▶ [Activity]:
Every entry below must be copied exactly, with nothing left out.

Supplied material section start

PR #4607, opened 2023-01-13
Pin macOS version on CI

nilsvu:
Recently GitHub moved to macOS 12, which made all of our unit tests time out for some reason (maybe the switch to AppleClang 13 -> 14, though I'm building locally with AppleClang 14 just fine). Pin to macOS 11 until we can fix this.

### Code review checklist

  Then open `index.html`.
  `new feature` if appropriate.

### DIFF
--- a/.github/workflows/Tests.yaml
+++ b/.github/workflows/Tests.yaml
@@ -679,7 +679,7 @@ ${{ env.CACHE_KEY_SUFFIX }}"
   # Build all test executables and run unit tests on macOS
   unit_tests_macos:
     name: Unit tests on macOS
-    runs-on: macos-latest
+    runs-on: macos-11
     env:
       # We install some low-level dependencies with Homebrew. They get picked up
       # by `spack external find`.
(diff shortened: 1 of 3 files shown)


knelli2 (dismissed):
I was noticing this as well, thanks for doing this

nilsvu:
@knelli2 for some reason the BoundaryMessage test reports "subprocess aborted". Any idea why that might be or what's special about the BoundaryMessage test?

nilsvu:
The error message is empty for some reason and the test looks like it successfully ran, but it still reports "subprocess aborted" and fails. Searching for this I found a case where the failure was "malloc: pointer being freed was not allocated". That could be related maybe?

knelli2:
@nilsvu So the BoundaryMessage class does some pointer math and `reinterpret_cast`ing internally. I wonder if a pointer or something isn't being cleaned up properly in the test? I don't have access to a Mac so I can't test for myself, but am happy to debug this with you

nilsvu:
I opened #4610 for the BoundaryMessage test failure. I suggest we merge this PR now to revive CI and Kyle and I work on fixing BoundaryMessage in a follow up.

knelli2 (approved):
If we merge this, Mac CI will run again, but will still fail on the boundary message test. I guess that's better than no tests being run on Mac.

nilsvu:
Yea, currently the macOS CI test runs for 6 hours and times out, that's a lot of wasted CI time. Better have it fail the BoundaryMessage test until we fix it.

kidder (approved):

Supplied material section end

▶ [Response area]:
PR #4607, opened 2023-01-13
Pin macOS version on CI

nilsvu:
Recently GitHub moved to macOS 12, which made all of our unit tests time out for some reason (maybe the switch to AppleClang 13 -> 14, though I'm building locally with AppleClang 14 just fine). Pin to macOS 11 until we can fix this.

### Code review checklist

  Then open `index.html`.
  `new feature` if appropriate.

### DIFF
--- a/.github/workflows/Tests.yaml
+++ b/.github/workflows/Tests.yaml
@@ -679,7 +679,7 @@ ${{ env.CACHE_KEY_SUFFIX }}"
   # Build all test executables and run unit tests on macOS
   unit_tests_macos:
     name: Unit tests on macOS
-    runs-on: macos-latest
+    runs-on: macos-11
     env:
       # We install some low-level dependencies with Homebrew. They get picked up
       # by `spack external find`.
(diff shortened: 1 of 3 files shown)


knelli2 (dismissed):
I was noticing this as well, thanks for doing this

nilsvu:
@knelli2 for some reason the BoundaryMessage test reports "subprocess aborted". Any idea why that might be or what's special about the BoundaryMessage test?

nilsvu:
The error message is empty for some reason and the test looks like it successfully ran, but it still reports "subprocess aborted" and fails. Searching for this I found a case where the failure was "malloc: pointer being freed was not allocated". That could be related maybe?

knelli2:
@nilsvu So the BoundaryMessage class does some pointer math and `reinterpret_cast`ing internally. I wonder if a pointer or something isn't being cleaned up properly in the test? I don't have access to a Mac so I can't test for myself, but am happy to debug this with you

nilsvu:
I opened #4610 for the BoundaryMessage test failure. I suggest we merge this PR now to revive CI and Kyle and I work on fixing BoundaryMessage in a follow up.

knelli2 (approved):
If we merge this, Mac CI will run again, but will still fail on the boundary message test. I guess that's better than no tests being run on Mac.

nilsvu:
Yea, currently the macOS CI test runs for 6 hours and times out, that's a lot of wasted CI time. Better have it fail the BoundaryMessage test until we fix it.

kidder (approved):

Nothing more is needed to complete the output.